▸ SUPPLIED DATA
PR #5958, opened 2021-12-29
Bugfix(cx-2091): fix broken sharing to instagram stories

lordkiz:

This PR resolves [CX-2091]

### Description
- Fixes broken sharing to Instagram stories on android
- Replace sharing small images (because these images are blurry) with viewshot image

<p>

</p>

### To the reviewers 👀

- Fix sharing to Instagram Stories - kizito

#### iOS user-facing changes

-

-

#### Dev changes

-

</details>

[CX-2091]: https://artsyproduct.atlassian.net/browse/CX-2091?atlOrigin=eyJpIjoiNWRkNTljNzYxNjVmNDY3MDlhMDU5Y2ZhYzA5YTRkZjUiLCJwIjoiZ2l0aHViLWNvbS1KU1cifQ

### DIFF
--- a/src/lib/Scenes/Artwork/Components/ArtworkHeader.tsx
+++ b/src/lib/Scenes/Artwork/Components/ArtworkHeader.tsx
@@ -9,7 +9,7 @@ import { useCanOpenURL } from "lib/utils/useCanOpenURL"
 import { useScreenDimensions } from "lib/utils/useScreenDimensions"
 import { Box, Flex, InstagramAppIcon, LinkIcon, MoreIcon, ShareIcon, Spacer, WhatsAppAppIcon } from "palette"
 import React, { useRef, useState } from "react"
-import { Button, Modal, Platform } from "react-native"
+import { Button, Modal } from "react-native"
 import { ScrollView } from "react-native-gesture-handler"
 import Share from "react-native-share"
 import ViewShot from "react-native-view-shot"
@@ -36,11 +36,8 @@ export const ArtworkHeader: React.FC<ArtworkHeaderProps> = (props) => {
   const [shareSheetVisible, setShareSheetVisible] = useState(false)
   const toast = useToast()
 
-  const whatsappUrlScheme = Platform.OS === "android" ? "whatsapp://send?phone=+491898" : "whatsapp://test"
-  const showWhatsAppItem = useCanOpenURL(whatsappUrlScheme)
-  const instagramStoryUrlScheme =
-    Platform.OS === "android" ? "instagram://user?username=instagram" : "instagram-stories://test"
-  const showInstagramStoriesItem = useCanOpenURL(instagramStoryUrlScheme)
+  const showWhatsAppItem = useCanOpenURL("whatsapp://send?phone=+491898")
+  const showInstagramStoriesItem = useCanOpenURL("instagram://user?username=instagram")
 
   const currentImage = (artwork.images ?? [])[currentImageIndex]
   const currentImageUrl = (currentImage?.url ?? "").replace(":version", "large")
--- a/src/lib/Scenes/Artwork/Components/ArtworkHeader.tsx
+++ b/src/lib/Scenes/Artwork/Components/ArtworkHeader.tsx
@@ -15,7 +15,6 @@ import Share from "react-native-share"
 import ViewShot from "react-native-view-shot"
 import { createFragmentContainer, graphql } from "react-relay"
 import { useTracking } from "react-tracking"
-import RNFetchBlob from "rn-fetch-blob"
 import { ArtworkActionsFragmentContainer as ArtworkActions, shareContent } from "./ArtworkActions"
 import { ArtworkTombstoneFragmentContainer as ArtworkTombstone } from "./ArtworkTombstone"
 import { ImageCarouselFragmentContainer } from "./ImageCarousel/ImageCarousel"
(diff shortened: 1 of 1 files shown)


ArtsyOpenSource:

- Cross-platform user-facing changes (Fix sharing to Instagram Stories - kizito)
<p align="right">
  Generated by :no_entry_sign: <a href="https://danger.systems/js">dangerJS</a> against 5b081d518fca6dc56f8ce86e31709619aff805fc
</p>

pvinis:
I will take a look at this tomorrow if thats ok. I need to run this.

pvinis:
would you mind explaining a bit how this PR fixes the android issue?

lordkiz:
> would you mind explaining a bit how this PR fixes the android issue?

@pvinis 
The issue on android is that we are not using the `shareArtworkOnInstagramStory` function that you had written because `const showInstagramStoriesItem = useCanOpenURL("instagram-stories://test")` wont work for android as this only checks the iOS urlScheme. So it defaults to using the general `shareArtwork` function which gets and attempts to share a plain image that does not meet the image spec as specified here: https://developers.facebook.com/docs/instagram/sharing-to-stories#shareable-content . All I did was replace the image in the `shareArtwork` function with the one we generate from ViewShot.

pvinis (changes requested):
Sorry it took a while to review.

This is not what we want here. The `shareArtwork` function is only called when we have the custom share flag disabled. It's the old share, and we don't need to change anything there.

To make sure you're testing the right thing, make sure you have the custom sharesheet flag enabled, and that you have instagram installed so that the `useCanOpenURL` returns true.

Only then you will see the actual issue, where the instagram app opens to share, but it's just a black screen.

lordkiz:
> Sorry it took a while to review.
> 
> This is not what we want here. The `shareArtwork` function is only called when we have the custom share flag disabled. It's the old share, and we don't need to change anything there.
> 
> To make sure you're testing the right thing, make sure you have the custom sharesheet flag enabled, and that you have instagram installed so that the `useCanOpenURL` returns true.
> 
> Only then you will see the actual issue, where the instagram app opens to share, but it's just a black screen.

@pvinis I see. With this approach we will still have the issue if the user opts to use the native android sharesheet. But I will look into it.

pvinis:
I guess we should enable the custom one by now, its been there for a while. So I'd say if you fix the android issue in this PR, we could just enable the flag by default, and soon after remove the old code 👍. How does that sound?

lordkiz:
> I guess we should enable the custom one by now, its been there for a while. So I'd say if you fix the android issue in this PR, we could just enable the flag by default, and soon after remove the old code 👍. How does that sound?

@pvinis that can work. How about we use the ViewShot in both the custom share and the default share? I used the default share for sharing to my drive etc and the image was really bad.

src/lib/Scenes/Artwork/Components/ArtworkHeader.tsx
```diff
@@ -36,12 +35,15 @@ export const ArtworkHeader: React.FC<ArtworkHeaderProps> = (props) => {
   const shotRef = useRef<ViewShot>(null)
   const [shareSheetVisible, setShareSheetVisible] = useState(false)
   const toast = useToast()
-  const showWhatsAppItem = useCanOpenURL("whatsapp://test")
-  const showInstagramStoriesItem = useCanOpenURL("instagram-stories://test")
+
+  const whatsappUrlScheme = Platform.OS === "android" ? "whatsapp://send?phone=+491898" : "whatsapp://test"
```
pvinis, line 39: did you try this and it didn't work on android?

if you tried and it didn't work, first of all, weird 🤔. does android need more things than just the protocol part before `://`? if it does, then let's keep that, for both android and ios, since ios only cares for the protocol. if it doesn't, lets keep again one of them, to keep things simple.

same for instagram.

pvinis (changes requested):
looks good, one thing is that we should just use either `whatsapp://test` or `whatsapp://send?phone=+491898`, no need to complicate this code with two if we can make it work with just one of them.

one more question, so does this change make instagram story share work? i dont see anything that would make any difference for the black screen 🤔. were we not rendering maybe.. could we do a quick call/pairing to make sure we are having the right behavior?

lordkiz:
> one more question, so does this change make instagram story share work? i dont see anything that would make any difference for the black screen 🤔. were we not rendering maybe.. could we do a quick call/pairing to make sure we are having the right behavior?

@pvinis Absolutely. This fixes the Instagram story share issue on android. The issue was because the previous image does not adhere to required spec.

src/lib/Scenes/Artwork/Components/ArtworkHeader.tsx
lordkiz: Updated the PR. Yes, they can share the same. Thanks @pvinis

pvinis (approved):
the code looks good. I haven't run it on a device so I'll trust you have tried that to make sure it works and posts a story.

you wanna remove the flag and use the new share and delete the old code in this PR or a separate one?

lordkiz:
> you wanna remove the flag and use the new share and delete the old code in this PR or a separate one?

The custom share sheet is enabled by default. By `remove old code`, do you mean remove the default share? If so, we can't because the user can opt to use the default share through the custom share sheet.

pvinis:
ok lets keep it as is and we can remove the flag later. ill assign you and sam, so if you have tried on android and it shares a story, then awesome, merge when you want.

▸ WHAT TO PRODUCE
Having read the entries above, repeat them exactly.

▸ SOLUTION FOR THIS TASK
PR #5958, opened 2021-12-29
Bugfix(cx-2091): fix broken sharing to instagram stories

lordkiz:

This PR resolves [CX-2091]

### Description
- Fixes broken sharing to Instagram stories on android
- Replace sharing small images (because these images are blurry) with viewshot image

<p>

</p>

### To the reviewers 👀

- Fix sharing to Instagram Stories - kizito

#### iOS user-facing changes

-

-

#### Dev changes

-

</details>

[CX-2091]: https://artsyproduct.atlassian.net/browse/CX-2091?atlOrigin=eyJpIjoiNWRkNTljNzYxNjVmNDY3MDlhMDU5Y2ZhYzA5YTRkZjUiLCJwIjoiZ2l0aHViLWNvbS1KU1cifQ

### DIFF
--- a/src/lib/Scenes/Artwork/Components/ArtworkHeader.tsx
+++ b/src/lib/Scenes/Artwork/Components/ArtworkHeader.tsx
@@ -9,7 +9,7 @@ import { useCanOpenURL } from "lib/utils/useCanOpenURL"
 import { useScreenDimensions } from "lib/utils/useScreenDimensions"
 import { Box, Flex, InstagramAppIcon, LinkIcon, MoreIcon, ShareIcon, Spacer, WhatsAppAppIcon } from "palette"
 import React, { useRef, useState } from "react"
-import { Button, Modal, Platform } from "react-native"
+import { Button, Modal } from "react-native"
 import { ScrollView } from "react-native-gesture-handler"
 import Share from "react-native-share"
 import ViewShot from "react-native-view-shot"
@@ -36,11 +36,8 @@ export const ArtworkHeader: React.FC<ArtworkHeaderProps> = (props) => {
   const [shareSheetVisible, setShareSheetVisible] = useState(false)
   const toast = useToast()
 
-  const whatsappUrlScheme = Platform.OS === "android" ? "whatsapp://send?phone=+491898" : "whatsapp://test"
-  const showWhatsAppItem = useCanOpenURL(whatsappUrlScheme)
-  const instagramStoryUrlScheme =
-    Platform.OS === "android" ? "instagram://user?username=instagram" : "instagram-stories://test"
-  const showInstagramStoriesItem = useCanOpenURL(instagramStoryUrlScheme)
+  const showWhatsAppItem = useCanOpenURL("whatsapp://send?phone=+491898")
+  const showInstagramStoriesItem = useCanOpenURL("instagram://user?username=instagram")
 
   const currentImage = (artwork.images ?? [])[currentImageIndex]
   const currentImageUrl = (currentImage?.url ?? "").replace(":version", "large")
--- a/src/lib/Scenes/Artwork/Components/ArtworkHeader.tsx
+++ b/src/lib/Scenes/Artwork/Components/ArtworkHeader.tsx
@@ -15,7 +15,6 @@ import Share from "react-native-share"
 import ViewShot from "react-native-view-shot"
 import { createFragmentContainer, graphql } from "react-relay"
 import { useTracking } from "react-tracking"
-import RNFetchBlob from "rn-fetch-blob"
 import { ArtworkActionsFragmentContainer as ArtworkActions, shareContent } from "./ArtworkActions"
 import { ArtworkTombstoneFragmentContainer as ArtworkTombstone } from "./ArtworkTombstone"
 import { ImageCarouselFragmentContainer } from "./ImageCarousel/ImageCarousel"
(diff shortened: 1 of 1 files shown)


ArtsyOpenSource:

- Cross-platform user-facing changes (Fix sharing to Instagram Stories - kizito)
<p align="right">
  Generated by :no_entry_sign: <a href="https://danger.systems/js">dangerJS</a> against 5b081d518fca6dc56f8ce86e31709619aff805fc
</p>

pvinis:
I will take a look at this tomorrow if thats ok. I need to run this.

pvinis:
would you mind explaining a bit how this PR fixes the android issue?

lordkiz:
> would you mind explaining a bit how this PR fixes the android issue?

@pvinis 
The issue on android is that we are not using the `shareArtworkOnInstagramStory` function that you had written because `const showInstagramStoriesItem = useCanOpenURL("instagram-stories://test")` wont work for android as this only checks the iOS urlScheme. So it defaults to using the general `shareArtwork` function which gets and attempts to share a plain image that does not meet the image spec as specified here: https://developers.facebook.com/docs/instagram/sharing-to-stories#shareable-content . All I did was replace the image in the `shareArtwork` function with the one we generate from ViewShot.

pvinis (changes requested):
Sorry it took a while to review.

This is not what we want here. The `shareArtwork` function is only called when we have the custom share flag disabled. It's the old share, and we don't need to change anything there.

To make sure you're testing the right thing, make sure you have the custom sharesheet flag enabled, and that you have instagram installed so that the `useCanOpenURL` returns true.

Only then you will see the actual issue, where the instagram app opens to share, but it's just a black screen.

lordkiz:
> Sorry it took a while to review.
> 
> This is not what we want here. The `shareArtwork` function is only called when we have the custom share flag disabled. It's the old share, and we don't need to change anything there.
> 
> To make sure you're testing the right thing, make sure you have the custom sharesheet flag enabled, and that you have instagram installed so that the `useCanOpenURL` returns true.
> 
> Only then you will see the actual issue, where the instagram app opens to share, but it's just a black screen.

@pvinis I see. With this approach we will still have the issue if the user opts to use the native android sharesheet. But I will look into it.

pvinis:
I guess we should enable the custom one by now, its been there for a while. So I'd say if you fix the android issue in this PR, we could just enable the flag by default, and soon after remove the old code 👍. How does that sound?

lordkiz:
> I guess we should enable the custom one by now, its been there for a while. So I'd say if you fix the android issue in this PR, we could just enable the flag by default, and soon after remove the old code 👍. How does that sound?

@pvinis that can work. How about we use the ViewShot in both the custom share and the default share? I used the default share for sharing to my drive etc and the image was really bad.

src/lib/Scenes/Artwork/Components/ArtworkHeader.tsx
```diff
@@ -36,12 +35,15 @@ export const ArtworkHeader: React.FC<ArtworkHeaderProps> = (props) => {
   const shotRef = useRef<ViewShot>(null)
   const [shareSheetVisible, setShareSheetVisible] = useState(false)
   const toast = useToast()
-  const showWhatsAppItem = useCanOpenURL("whatsapp://test")
-  const showInstagramStoriesItem = useCanOpenURL("instagram-stories://test")
+
+  const whatsappUrlScheme = Platform.OS === "android" ? "whatsapp://send?phone=+491898" : "whatsapp://test"
```
pvinis, line 39: did you try this and it didn't work on android?

if you tried and it didn't work, first of all, weird 🤔. does android need more things than just the protocol part before `://`? if it does, then let's keep that, for both android and ios, since ios only cares for the protocol. if it doesn't, lets keep again one of them, to keep things simple.

same for instagram.

pvinis (changes requested):
looks good, one thing is that we should just use either `whatsapp://test` or `whatsapp://send?phone=+491898`, no need to complicate this code with two if we can make it work with just one of them.

one more question, so does this change make instagram story share work? i dont see anything that would make any difference for the black screen 🤔. were we not rendering maybe.. could we do a quick call/pairing to make sure we are having the right behavior?

lordkiz:
> one more question, so does this change make instagram story share work? i dont see anything that would make any difference for the black screen 🤔. were we not rendering maybe.. could we do a quick call/pairing to make sure we are having the right behavior?

@pvinis Absolutely. This fixes the Instagram story share issue on android. The issue was because the previous image does not adhere to required spec.

src/lib/Scenes/Artwork/Components/ArtworkHeader.tsx
lordkiz: Updated the PR. Yes, they can share the same. Thanks @pvinis

pvinis (approved):
the code looks good. I haven't run it on a device so I'll trust you have tried that to make sure it works and posts a story.

you wanna remove the flag and use the new share and delete the old code in this PR or a separate one?

lordkiz:
> you wanna remove the flag and use the new share and delete the old code in this PR or a separate one?

The custom share sheet is enabled by default. By `remove old code`, do you mean remove the default share? If so, we can't because the user can opt to use the default share through the custom share sheet.

pvinis:
ok lets keep it as is and we can remove the flag later. ill assign you and sam, so if you have tried on android and it shares a story, then awesome, merge when you want.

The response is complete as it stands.